1673: Gottfried Wilhelm Leibniz presents a calculation machine at the Royal Society. Leibniz would complain to Oldenburg that Hooke took an "almost obscene" interest in the machine. Sure enough, by Feb 2 Hooke was actively working on an "arithmetic engine" that he would complete and show to the Royal Society within the month. By the following month his interest waned and he decided that no mechanical device could compare to paper and pencil or "Lord Napier's metal or parchment rods" (Napiers bones).
1795: Inventor Claude Chappe uses the French semaphore system to detect and prevent crimes against mathematical constants.
1859: Mathematician Joseph Ludwig Raabe dies. He is best known for Raabe's ratio test, which determines the convergence or divergence of an infinite series, in certain cases.
1890: Electrical engineer, inventor, and crime-fighter Oliver Blackburn Shallenberger demonstrates new type of alternating current electrical meter which uses Gnomon algorithm techniques to detect and prevent crimes against physics.

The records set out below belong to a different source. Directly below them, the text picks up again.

PR #4177, opened 2024-01-14
[BP-62] Batch read protocol change: Support encoding and decoding for batchReadRequest and batchReadResponse

horizonzy:
### Motivation
This is the first PR for the batch read(#4051) feature. 

Protocol change: Support encoding and decoding for batchReadRequest and batchReadResponse

### DIFF
--- a/bookkeeper-server/src/main/java/org/apache/bookkeeper/proto/BookieProtoEncoding.java
+++ b/bookkeeper-server/src/main/java/org/apache/bookkeeper/proto/BookieProtoEncoding.java
@@ -110,7 +110,30 @@ public class BookieProtoEncoding {
                 return msg;
             }
             BookieProtocol.Request r = (BookieProtocol.Request) msg;
-            if (r instanceof BookieProtocol.ReadRequest) {
+            if (r instanceof BookieProtocol.BatchedReadRequest) {
+                int totalHeaderSize = 4 // for request type
+                        + 8 // for ledger id
+                        + 8 // for entry id
+                        + 8 // for request id
+                        + 4 // for max count
+                        + 8; // for max size
+                if (r.hasMasterKey()) {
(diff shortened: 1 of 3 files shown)


hangc0276:
@horizonzy Please fix the failed check style, thanks.

hangc0276:
@lhotari Please help take a look at this PR, thanks.

lhotari (approved):
LGTM

bookkeeper-server/src/main/java/org/apache/bookkeeper/proto/BookieProtoEncoding.java
```diff
@@ -181,6 +204,21 @@ public Object decode(ByteBuf packet)
                 } else {
                     return BookieProtocol.ReadRequest.create(version, ledgerId, entryId, flags, null);
                 }
+            case BookieProtocol.BATCH_READ_ENTRY:
+                ledgerId = packet.readLong();
+                entryId = packet.readLong();
+                long requestId = packet.readLong();
+                int maxCount = packet.readInt();
+                long maxSize = packet.readLong();
+                if ((flags & BookieProtocol.FLAG_DO_FENCING) == BookieProtocol.FLAG_DO_FENCING
```
zymap, line 213: FENCING is a special reading that will fence the ledger, and no more write allowed; will it allow in the batch read?

hangc0276 (approved):

bookkeeper-server/src/main/java/org/apache/bookkeeper/proto/BookieProtoEncoding.java
eolivelli: If we move the recovery to use batch reads then this may be useful

eolivelli (approved):
Lgtm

1909: Chemist and academic Emil Erlenmeyer dies. He contributed to the early development of the theory of structure, formulating the Erlenmeyer rule, and designing the Erlenmeyer flask.
1904: Mathematician and Anglican theologian George Salmon dies. He worked in algebraic geometry for two decades, then devoted the last forty years of his life to theology.
1953: The EBR-1 in Arco, Idaho used to power experimental scrying engine which unexpectedly previews the upcoming arrest of George Metesky.
1957: The New York City "Mad Bomber", George P. Metesky, is arrested in Waterbury, Connecticut and is charged with planting more than 30 bombs.
1967: Performance artist and crime-fighter Brion Gysin uses hand-held scrying engine to detect and prevent crimes against poetry.
1968: Operation Igloo White, a US electronic surveillance system, begins installation: the first of 316 sensors are implanted around and near Khe Sanh in 44 strings by Navy squadron VO-67.
1987: Politician R. Budd Dwyer takes his own life during a press conference. Later that day, the event is broadcast on television.
2018: Steganographic analysis of Humpty Dumpty At Bat reveals formula for Extract of Radium.